### Activity
Which lines run from the one containing "When using the" through the end of the material? Transcribe them word for word, and only them.

### Provided information
PR #5624, opened 2024-01-03
Fix discrete map bug

### LINKED ISSUE #5623: `Error: Must request at least one colour from a hue palette` when plotting `NA` values
When using the `color` or `fill` aesthetics on a variable with only `NA` values, this produces the following error:
`Error: Must request at least one colour from a hue palette.`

### Solution
When using the `color` or `fill` aesthetics on a variable with only `NA` values, this produces the following error:
`Error: Must request at least one colour from a hue palette.`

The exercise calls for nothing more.